Why is my overloaded << operator not working?

Question

I'm trying to understand how to properly overload the "<<" operator so that I can use

std::cout << my_object; 

to print useful debug messages. In particular, I need to have an implementation of << for each of my subclasses, so I'm declaring << to be virtual in the superclass.

Right now I'm stuck with the following piece of code

#include <iostream>

using namespace std;

class Shape {
public:
    virtual ~Shape() { };

    virtual ostream& operator<<(std::ostream &strm) = 0;
};

class Square : public Shape {
    int size;
public:
    Square() { size = 10; }
    ~Square() { }

    ostream& operator<<(std::ostream &strm) {
        return strm << "a square with size " << size;
    }
};

int main() {
    Square *my_square = new Square();

    cout << "my_square is " << my_square << "\n";
}

which (I think) should be working, but doesn't. What I get when using "<<" is that the pointer value of my_square gets printed, rather than the result of the overloaded << .

$ ./a.out 
my_square is 0xcacc20

What am I missing here?

Answer 1

operator<< can't be a member function. This is because of the order of the arguments. The stream has to come first.

When calling an overloaded operator, such as:

os << object;

the compiler will attempt to look up both

os.operator<<(object);

and

operator<<(os, object);

(The rules for this can be rather complex, I won't attempt to describe them here.)

Because the stream always comes on the left, your member function will never be found, since it would have to be called as:

object.operator<<(os);

You need to write a free function like:

ostream& operator<<(std::ostream &strm, Square const& square) {
    return strm << "a square with size " << square.size();
}

(where Square::size() returns the size member).
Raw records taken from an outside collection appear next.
PR #275, opened 2019-02-13
Initial commit for the webhook to set the annotations about mutator.

vagababov:
The user that created or updated the resource will be set in the
annotations.

Part of knative/serving#1642.

/cc @mattmoor

### DIFF
--- a/apis/interfaces.go
+++ b/apis/interfaces.go
@@ -47,3 +47,8 @@ type Listable interface {
 
 	GetListType() runtime.Object
 }
+
+// Annotatable indicates that a particular type applies various annotations.
+type Annotatable interface {
+	AnnotateUserInfo(previous Annotatable, userName string)
+}
--- a/apis/interfaces.go
+++ b/apis/interfaces.go
@@ -17,6 +17,7 @@ limitations under the License.
 package apis
 
 import (
+	authenticationv1 "k8s.io/api/authentication/v1"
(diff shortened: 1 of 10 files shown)


apis/interfaces.go
```diff
@@ -47,3 +47,8 @@ type Listable interface {
 
 	GetListType() runtime.Object
 }
+
+// Annotatable indicates that a particular type applies various annotations.
+type Annotatable interface {
+	AnnotateUserInfo(previous Annotatable, userName string)
```
mattmoor: I'd pass in the [UserInfo](https://godoc.org/k8s.io/api/authentication/v1#UserInfo)

webhook/webhook.go
```diff
@@ -126,6 +127,7 @@ type AdmissionController struct {
 type GenericCRD interface {
 	apis.Defaultable
 	apis.Validatable
+	apis.Annotatable
```
mattmoor: I wouldn't require this, I'd check this like we do for `apis.Immutable`

vagababov: Done.

apis/interfaces.go
vagababov: Hm, from one point of view sure, from another, do we have ideas how to utilize other fields?

mattmoor: What if I just want the UID for PII reasons :)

Then you need to remember to dereference your pointer too:

std::cout << *my_square << '\n';

Although I see no reason to be dynamically allocating my_square in this example anyway. Just stick it on the stack as a local variable.

---

If the aim here is ultimately to be able to print any Shape&, and have the printed output follow the "real" type, you would need to create:

virtual std::ostream& print(std::ostream&) const = 0;

in the Shape base class, and override it in each derived class, then have a free function:

std::ostream& operator<<(std::ostream& os, Shape const& shape)
{
    return shape.print(os);
}

---

It is often advised to make all binary operators on your type non-member functions, so that both arguments are treated equally, and the operation remains commutative. See Scott Meyers, Effective C++ (3rd Edition), Item 24, (or find a summary online).

Answer 2

As noted by others, the problem is that operator << can't be member function (because of the order of arguments). The canonical way to do this is to have operator <<(const Shape&) call a virtual function in Shape

class Shape {
    friend ostream& operator<<(std::ostream& str, const Shape& shape);
    virtual void do_print(ostream& str) = 0;
public:
    virtual ~Shape() { };
};

ostream& operator<<(std::ostream& str, const Shape& shape) {
    shape.do_print(str);
    return str;
}

Note that it is legal to have do_print be private, even though it is going to be (must be) overridden by derived classes. You could make it protected though if you like.